WebAIM - Web Accessibility In Mind

Real-time Captioning

The Real-time Dilemma

Web multimedia is being used more and more to deliver real-time, live content over the Internet - from video conferencing, to VoIP (Voice-over-Internet Protocol), to live video streaming. Accessibility standards require that equivalent alternatives be provided for audio and visual content. For real-time web multimedia, this means that visual content must be provided in an auditory form and that auditory content must be provided in a visual form. The equivalents must also be synchronized with the presentation, meaning that they must be delivered to the end user at the same time as the main content (e.g., captions for audio must display at the same time that the audio would be heard).

Audio description

The alternative to visual content in standard web media often takes the form of audio descriptions, where visual content that is not also provided in the audio stream of the multimedia is described by a narrator or other person. Audio descriptions are very difficult to incorporate into real-time web broadcasts. As an alternative, you can simply ensure that any visual content is natively described in the audio. For instance, if there is a person speaking on the video, they could audibly describe any additional visual content that is displayed in the movie, thus removing the need for a secondary form of audio description. This is the only feasible way to make live web broadcasts that include visual information accessible to individuals who are blind or have low vision. If produced with this in mind, and if those involved in the video broadcast are aware of and provide these descriptions, then the multimedia will be accessible to these audiences.


The alternative to auditory content in standard web media is usually synchronized captions. Captions provide a textual equivalent of all audible information. The difficulties in generating real-time captions are:

  1. Audio information must be converted into text in real time.
  2. The text captions must be delivered to the end user so they are synchronized with the audio.

Generating Real-time Text

Converting audio information into text in real time is difficult. Unfortunately, few typists can type fast enough to transcribe the spoken word. Thus, there are two primary technologies used to do this.

Stenography/Real-time transcription

steno machineStenography involves having a trained transcriptionist (often called a stenographer or court reporter) that uses a special typewriter-like device called a steno machine to transcribe the spoken word to a text format in real-time. The steno machine has fewer keys (usually 22) than a typical keyboard. Rather than typing each letter, a stenographer hits key sequences on the steno machine to represent phonetic parts of words or phrases, or special codes representing words. Software then analyzes the phonetic information and forms words. Such technology allows a trained transcriptionist to generate text versions of audible conversation in real time.

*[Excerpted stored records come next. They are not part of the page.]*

PR #6499, opened 2026-07-09
fix(tools): raise ToolUsageError instead of bare raise for non-dict arguments

nolanchic:
## Description

`ToolUsage._original_tool_calling()` used a bare `raise` **outside any active `except` block** when the parsed tool arguments were not a `dict`:

```python
    if raise_error:
        raise          # <- no active exception here
    return ToolUsageError(...)
```

A bare `raise` re-raises the exception currently being handled, but on this path the preceding `try/except` completed **normally**, so no exception is active. Result: with `raise_error=True` the call raised `RuntimeError: No active exception to reraise` instead of the intended `ToolUsageError`, masking the real tool-arguments problem.

Fix: raise the explicit `ToolUsageError`, matching the message already used by the `raise_error=False` branch on the next line.

```python
    if raise_error:
        raise ToolUsageError(f"{I18N_DEFAULT.errors('tool_arguments_error')}")
```

## Why the bug was latent

`_validate_tool_input()` currently always returns a `dict` or raises, so the non-dict branch was effectively dead code in normal use. The bug surfaces whenever that contract is relaxed — e.g. subclasses overriding `_validate_tool_input`, monkeypatching in tests, or future changes to the validation pipeline. Making the branch raise the correct exception keeps the failure mode meaningful instead of an opaque `RuntimeError`.

## Test plan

Stenography allows the audible information to be converted to text in real time (well, perhaps a second or so after it is spoken). While accuracy levels are high, it is common to have words be incorrectly typed or interpreted by the steno software. Also, real-time transcription can be expensive, usually costing around $70-$120 USD per hour.

Voice recognition

While voice recognition offers great possibilities for real-time generation of captions, at this time, the technology is not yet at a level where it can be used to do so. In certain settings, such as when one person is speaking and is using voice recognition software that is well-trained, then voice recognition may be a viable option. Even in such settings, however, there are weaknesses, such as a lack of punctuation, poor accuracy, and inability for other speakers to be captioned.

While voice recognition technology is improving and promises future multi-user, highly accurate, speaker independent voice recognition, at this time, its feasibility in generating text for use in captions is isolated to few situations.

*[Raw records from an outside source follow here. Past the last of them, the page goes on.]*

PR #6500, opened 2026-07-09
fix(crew): await async before/after_kickoff_callbacks in akickoff

### LINKED ISSUE #6481: [BUG] before/after_kickoff_callbacks do not support async callables in akickoff

### LINKED ISSUE #7607: [BUG] Crew.akickoff still does not await async kickoff callbacks (follow-up to #6481)
### Description

`Crew.akickoff()` does not await async before/after kickoff callbacks. An async before-callback's body is not executed when called by synchronous preparation; an async after-callback replaces the result with an unawaited coroutine before post-processing. This report continues #6481, which was closed for inactivity, not because a fix was merged.

### Steps to Reproduce

1. Create an otherwise working sequential Crew with a task and its assigned agent.
2. Attach the async callback below to `after_kickoff_callbacks`.
3. Run `result = await crew.akickoff()`.
4. Check whether the callback executed and the result remains a `CrewOutput`. Repeat with an async before-callback returning the input dict.

### Expected behavior

The native async path awaits awaitable callback results, applies returned inputs/output, and executes each callback once. Synchronous callbacks retain their existing behavior. Offloading blocking synchronous callbacks is outside this report's scope.

### Screenshots/Code snippets

```python
called = False

async def after_callback(output):
    global called
    called = True
    return output

# Given an otherwise working Crew:
crew.after_kickoff_callbacks = [after_callback]
result = await crew.akickoff()
assert called
```

### Operating System

Original report: macOS Sonoma. Current verification is source inspection, not a new OS-specific runtime reproduction.

### Python Version

Original report: 3.12.

### crewAI Version

Originally reported on 1.15.2; source inspected again on 2026-09-19 at main commit `3831e8b6c86f78cb3cde18ebf7be0d197b958f0e`.

### crewAI Tools Version

Not required: this concerns core Crew kickoff callbacks.

### Virtual Environment

Venv (original report).

### Evidence

Current main still calls synchronous `prepare_kickoff` in `akickoff` and directly assigns `result = after_callback(result)` without awaiting it: https://github.com/crewAIInc/crewAI/blob/3831e8b6c86f78cb3cde18ebf7be0d197b958f0e/lib/crewai/src/crewai/crew.py#L1275-L1289 . No fresh full-suite test run is claimed here.

Independent historical verification by ErenAta16 on #6500 covered (1) a callback returning None, (2) empty callbacks with inputs=None, and (3) the synchronous control case. The reviewer confirmed the distinct sentinel prevents duplicate callback execution and recommended retaining it: https://github.com/crewAIInc/crewAI/pull/6500#issuecomment-5049732531 . This is historical review evidence, not a maintainer approval of the latest rebased revision.

### Possible Solution

Resume review of #6500: await an async preparation entry point and await after-callback results when awaitable. Preserve callback-chain None semantics and exactly-once execution. Validate current hook ordering and regressions against current main before merging.

### Additional context

Five related implementation attempts are #6482, #6494, #6500, #6547, and #6697. All five are currently closed and none is recorded as merged. This is not a claim that their technical merits are identical.

Original report: #6481. It was automatically closed for inactivity on August 28. On September 17, #6500 was automatically closed because first-time contributors require an associated OPEN issue. The bot explicitly allows reopening after linking an open issue: https://github.com/crewAIInc/crewAI/pull/6500#issuecomment-5709744042 . This report supplies that active tracking issue while preserving the existing review history.

At inspection, #6500 head `7c202258fde62b7502403c09204f304062fb79e9` is 9 commits behind main; it is not claimed to be fully up to date.

AI disclosure: this issue was prepared with OpenAI Codex. The `llm-generated` label is requested per CONTRIBUTING.md.

nolanchic:
## Description

`Crew.akickoff()` is a native async path, but `before_kickoff_callbacks` and `after_kickoff_callbacks` were invoked without any awaitable check — **silently dropping async callables**:

- **`after_kickoff_callbacks`**: `result = after_callback(result)` returned an unawaited coroutine when the callback was `async`, so the crew result was silently replaced with a coroutine object (never executed, never awaited).
- **`before_kickoff_callbacks`**: invoked inside the synchronous `prepare_kickoff()`, which has no async support — async before-callbacks never ran.

This is inconsistent with `task_callback` and `step_callback`, which correctly check `inspect.isawaitable` in the async path.

> Note: this change is scoped to stopping the silent drop of async callbacks. It does not route synchronous callbacks off the event loop (e.g. via `run_in_executor`); a slow sync callback still runs inline, same as before. That is a separate, larger change.

## Changes

- **`crews/utils.py`**: add `async def aprepare_kickoff(...)` — the async counterpart of `prepare_kickoff`. It awaits before-callbacks that return an awaitable (sync callbacks run unchanged). The shared body is extracted into `_prepare_kickoff_impl(...)` so the two entry points stay DRY and behavior is identical apart from callback awaiting.
- **`crew.py`**: `akickoff` now calls `await aprepare_kickoff(...)` instead of `prepare_kickoff(...)`, and awaits each after-callback result when it is awaitable.

### Behavior preserved
- `kickoff()` (sync) — unchanged, still uses `prepare_kickoff`.
- `kickoff_async()` — unchanged; it wraps the sync `kickoff` in `asyncio.to_thread`, so all callbacks already run off the event loop.
- Sync callbacks in `akickoff` — unchanged (an `isawaitable` check is a no-op for them).

## Test plan

- [x] `test_akickoff_awaits_async_after_callbacks` — async after-callback is awaited; result stays a `CrewOutput` (was a coroutine before).
- [x] `test_akickoff_applies_async_after_callback_result` — async after-callback's returned `CrewOutput` replaces the result.
- [x] `test_akickoff_awaits_async_before_callbacks` — async before-callback is awaited and runs.
- [x] `test_akickoff_applies_async_before_callback_inputs` — async before-callback's returned inputs flow into the crew.
- [x] `uv run pytest lib/crewai/tests/crew/test_async_crew.py lib/crewai/tests/test_crew.py lib/crewai/tests/test_checkpoint.py` → all pass (sync kickoff + kickoff_async callbacks unaffected).
- [x] `uv run ruff check lib/` → clean.
- [x] `uv run mypy lib/crewai/src/crewai/crew.py lib/crewai/src/crewai/crews/utils.py` → clean (strict).

Fixes #7607.

Historical report: #6481 (closed for inactivity). #7607 preserves the related PR history and independent verification.

> Per `.github/CONTRIBUTING.md`, this PR is authored by an AI agent (Claude Code) and should carry the `llm-generated` label (external contributors can't self-apply labels).

### DIFF
--- a/lib/crewai/src/crewai/crew.py
+++ b/lib/crewai/src/crewai/crew.py
@@ -5,6 +5,7 @@ from collections.abc import Callable, Sequence
 from concurrent.futures import Future
 from copy import copy as shallow_copy
 from hashlib import md5
+import inspect
 import json
 from pathlib import Path
 import re
@@ -67,6 +68,7 @@ from crewai.agents.cache.cache_handler import CacheHandler
 from crewai.crews.crew_output import CrewOutput
 from crewai.crews.utils import (
     StreamingContext,
+    aprepare_kickoff,
     check_conditional_skip,
     enable_agent_streaming,
     prepare_kickoff,
@@ -1254,7 +1256,7 @@ class Crew(FlowTrackable, BaseModel):
 
         runtime_scope = crewai_event_bus._enter_runtime_scope()
         try:
-            inputs = prepare_kickoff(self, inputs, input_files)
+            inputs = await aprepare_kickoff(self, inputs, input_files)
 
             if self.process == Process.sequential:
                 result = await self._arun_sequential_process()
@@ -1267,6 +1269,8 @@ class Crew(FlowTrackable, BaseModel):
 
             for after_callback in self.after_kickoff_callbacks:
                 result = after_callback(result)
+                if inspect.isawaitable(result):
+                    result = await result
 
             result = self._post_kickoff(result)
 
--- a/lib/crewai/src/crewai/crews/utils.py
+++ b/lib/crewai/src/crewai/crews/utils.py
@@ -4,6 +4,7 @@ from __future__ import annotations
 
 import asyncio
 from collections.abc import Callable, Coroutine, Iterable, Mapping
+import inspect
 from typing import TYPE_CHECKING, Any
 
 from opentelemetry import baggage
@@ -258,6 +259,89 @@ def prepare_kickoff(
     Returns:
         The potentially modified inputs dictionary after before callbacks.
     """
+    return _prepare_kickoff_impl(crew, inputs, input_files, normalized_inputs=None)
+
+
+async def aprepare_kickoff(
+    crew: Crew,
+    inputs: dict[str, Any] | None,
+    input_files: dict[str, FileInput] | None = None,
+) -> dict[str, Any] | None:
+    """Async counterpart of :func:`prepare_kickoff`.
+
+    Used by ``Crew.akickoff`` so that async ``before_kickoff_callbacks`` are
+    awaited instead of silently dropped, and any blocking work inside them
+    does not stall the event loop. Sync before-callbacks continue to work
+    unchanged.
+
+    Args:
+        crew: The crew instance to prepare.
+        inputs: Optional input dictionary to pass to the crew.
+        input_files: Optional dict of named file inputs for the crew.
+
+    Returns:
+        The potentially modified inputs dictionary after before callbacks.
+    """
+    normalized = await _arun_before_kickoff_callbacks(crew, _normalize_inputs(inputs))
+    return _prepare_kickoff_impl(
+        crew, inputs, input_files, normalized_inputs=normalized
+    )
+
+
+def _normalize_inputs(inputs: dict[str, Any] | None) -> dict[str, Any] | None:
+    """Validate and copy ``inputs`` into a normalized dict, preserving ``None``."""
+    if inputs is None:
+        return None
+    if not isinstance(inputs, Mapping):
+        raise TypeError(
+            f"inputs must be a dict or Mapping, got {type(inputs).__name__}"
+        )
+    return dict(inputs)
+
+
+def _run_before_kickoff_callbacks(
+    crew: Crew, normalized: dict[str, Any] | None
+) -> dict[str, Any]:
+    """Run sync ``before_kickoff_callbacks``, returning the (possibly) new inputs."""
+    for before_callback in crew.before_kickoff_callbacks:
+        if normalized is None:
+            normalized = {}
+        normalized = before_callback(normalized)
+    return normalized  # type: ignore[return-value]
+
+
+async def _arun_before_kickoff_callbacks(
+    crew: Crew, normalized: dict[str, Any] | None
+) -> dict[str, Any] | None:
+    """Run ``before_kickoff_callbacks`` with async support.
+
+    Awaits callbacks that return an awaitable (coroutine functions), matching
+    how ``task_callback`` and ``step_callback`` are handled in the async path.
+    Sync callbacks run unchanged.
+    """
+    for before_callback in crew.before_kickoff_callbacks:
+        if normalized is None:
+            normalized = {}
+        result = before_callback(normalized)
+        if inspect.isawaitable(result):
+            result = await result
+        normalized = result
+    return normalized
+
+
+def _prepare_kickoff_impl(
+    crew: Crew,
+    inputs: dict[str, Any] | None,
+    input_files: dict[str, FileInput] | None,
+    *,
+    normalized_inputs: dict[str, Any] | None,
+) -> dict[str, Any] | None:
+    """Shared body of :func:`prepare_kickoff` and :func:`aprepare_kickoff`.
+
+    When ``normalized_inputs`` is ``None`` the sync before-callbacks are run
+    here; otherwise the caller (the async path) has already applied them and
+    they are skipped to avoid double-execution.
+    """
     from crewai.events.base_events import reset_emission_counter
     from crewai.events.event_bus import crewai_event_bus
     from crewai.events.event_context import (
@@ -275,13 +359,11 @@ def prepare_kickoff(
     from crewai.hooks.contexts import ExecutionStartContext, InputContext
     from crewai.hooks.dispatch import InterceptionPoint, dispatch
 
-    normalized: dict[str, Any] | None = None
-    if inputs is not None:
-        if not isinstance(inputs, Mapping):
-            raise TypeError(
-                f"inputs must be a dict or Mapping, got {type(inputs).__name__}"
-            )
-        normalized = dict(inputs)
+    if normalized_inputs is None:
+        normalized = _normalize_inputs(inputs)
+        normalized = _run_before_kickoff_callbacks(crew, normalized)
+    else:
+        normalized = normalized_inputs
 
     # ``inputs`` aliases the same object as ``payload`` (not a fresh ``{}`` from
     # ``or``) so in-place edits to either survive read-back, per the context
@@ -298,11 +380,6 @@ def prepare_kickoff(
     dispatch(InterceptionPoint.EXECUTION_START, start_ctx)
     crew._execution_start_dispatched = True
     normalized = start_ctx.payload
-
-    for before_callback in crew.before_kickoff_callbacks:
-        if normalized is None:
-            normalized = {}
-        normalized = before_callback(normalized)
 
     input_ctx = InputContext(
         crew=crew,
--- a/lib/crewai/src/crewai/crews/utils.py
+++ b/lib/crewai/src/crewai/crews/utils.py
@@ -331,12 +331,13 @@ async def _arun_before_kickoff_callbacks(
 
 #: Sentinel marking that no caller has pre-applied the before callbacks.
 #:
-#: Using a distinct object (instead of ``None``) lets ``None`` round-trip as a
-#: legitimate value: a before-callback that returns ``None`` (e.g. one that
-#: mutates the dict in place and falls off the end of the function) must not be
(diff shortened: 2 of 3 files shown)


ErenAta16 (commented):
This, #6494, and #6482 are three open PRs fixing the same bug (async `before`/`after_kickoff_callbacks` silently discarded in `akickoff`) — the `crew.py` hunk is identical across all three (same `inspect.isawaitable` guard around the after-callback loop, same `aprepare_kickoff` swap-in). Compared the three `crews/utils.py` implementations, since that is where they actually diverge:

This one and #6482 both extract shared helpers so `prepare_kickoff` (sync) and `aprepare_kickoff` (async) share the common setup/teardown logic (event emission, input interpolation, agent setup, planning) rather than duplicating it — this one via a single `_prepare_kickoff_impl` taking an optional `normalized_inputs` override, #6482 via three smaller helpers (`_begin_prepare_kickoff`/`_normalize_inputs`/`_finish_prepare_kickoff`). #6494 instead copy-pastes the full ~80-line body of `prepare_kickoff` into a new `aprepare_kickoff`, which works but means the two functions can drift out of sync on a future change to the shared logic.

One honest scope note that applies equally to all three: the descriptions (this PR included) mention IO-bound *sync* callbacks blocking the event loop as part of the motivation, but none of the three actually route sync callbacks through `run_in_executor` or similar — they only add the `inspect.isawaitable` check, so a slow sync callback still runs inline on the event loop same as before. Not a defect in this PR specifically, just flagging that the fix (correctly) narrows to "stop silently dropping async callables" rather than also solving the blocking-event-loop half of the stated problem.

nolanchic:
Agree — this PR narrows to "stop silently dropping async callables", and routing sync callbacks through `run_in_executor` is deliberately out of scope, as you noted. The blocking-I/O line in the description was meant as motivation for making `akickoff` async-aware, not a claim that this change also fixes event-loop blocking.

I trimmed that framing from the description and added an explicit scope note that sync callbacks still run inline, so the description no longer overstates what the change does.

ErenAta16:
Thanks for trimming the description, that reads accurately now.

Came back to look at the `normalized_inputs` sentinel more carefully and found a real edge case in it. `None` is doing double duty: it means both "caller did not pre-apply the callbacks" and, unavoidably, "caller pre-applied them and the result was `None`". `_arun_before_kickoff_callbacks` can genuinely return `None`, since it assigns `normalized = result` with whatever the callback handed back. So a before-callback that returns `None` makes `aprepare_kickoff` pass `normalized_inputs=None`, and `_prepare_kickoff_impl` then treats that as "not yet applied" and runs every before-callback a second time.

Simulated the exact control flow from this branch:

```
=== async path, callback mutates in place and returns None ===
  callback invocations: 2 (expected 1)
  result: None

=== sync path, same callback (control) ===
  callback invocations: 1 (expected 1)

=== async path, callback returns the dict ===
  callback invocations: 1 (expected 1)
```

So it's async-only, and only for callbacks that don't return the dict. That's not an exotic user error though, mutating the passed dict in place and falling off the end of the function is a natural thing to write, and it happens to work fine on `kickoff` today. The failure is also quiet: the callbacks just run twice, so anything non-idempotent in them (appending to a list, incrementing a counter, an API call) silently doubles.

Worth noting the async path is the one place where a double-run is most likely to be visibly wrong, since an async callback re-run through `_run_before_kickoff_callbacks` returns an un-awaited coroutine, which is the original bug this PR exists to fix.

A distinct sentinel avoids the ambiguity entirely:

```python
_NOT_APPLIED = object()

def _prepare_kickoff_impl(crew, inputs, input_files, *, normalized_inputs=_NOT_APPLIED):
    if normalized_inputs is _NOT_APPLIED:
        normalized_inputs = _run_before_kickoff_callbacks(crew, _normalize_inputs(inputs))
```

Then `None` is just a value that round-trips, and the sync path keeps working by not passing the argument at all.

Alternatively, restructuring so the impl never runs callbacks (both `prepare_kickoff` and `aprepare_kickoff` apply their own, then call a shared tail) sidesteps the flag altogether, which is closer to what #6482 and #6494 do. That's a bigger diff, but it removes the "did someone already do this?" question rather than encoding the answer in a parameter.

Either way it'd be worth a test for the returns-`None` callback on the async path, since none of the three PRs currently covers it.

nolanchic:
Good catch — confirmed. The `None` collision reproduces exactly as you described: an async before-callback that mutates the dict in place and returns `None` gets re-run, while the same callback on the sync path runs once.

Went with the sentinel:

```python
_NOT_APPLIED = object()

def _prepare_kickoff_impl(crew, inputs, input_files, *, normalized_inputs=_NOT_APPLIED):
    if normalized_inputs is _NOT_APPLIED:
        normalized_inputs = _run_before_kickoff_callbacks(crew, _normalize_inputs(inputs))
```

Delivery of Real-time Captions

As soon as the text equivalent of the audio has been generated, that text must be delivered to the end user so it is synchronized with the audio stream. Unfortunately, few real-time multimedia technologies have native support for captioning. Thus, the real-time captions must usually be delivered through a different technology running parallel to the multimedia software or hardware. This is often done through dedicated applications or through clients that are built into a web page and run in a web browser.

For video conferencing and voice chats, where the audio is delivered in real time, the captions must be generated, converted into a format for broadcast across the Internet, and then delivered to the end user - all in real time. For streaming video, there is often a delay between when the media is captured and when it displays to the end user, often due to encoding and buffering. In these cases, the delivery mechanism for the real-time captions must provide functionality for ensuring that the captions display at roughly the same time that the audio would be heard, even if the delay between caption generation and delivery is a long time.


While captioning real-time web multimedia is not always easy, it is possible and should always be done when real-time multimedia is being delivered. Fortunately, the technologies are improving to a level that allows real-time captioning to be both easy and financially viable in most situations.

The technologies used to provide real-time captions over the web are not limited to providing those captions as an alternative to web-based multimedia only. Such caption delivery systems can also be used to provide captions for non-web-based technologies such as radio, television, video conferencing, etc. This will ensure accessibility to all forms of live, real-time multimedia.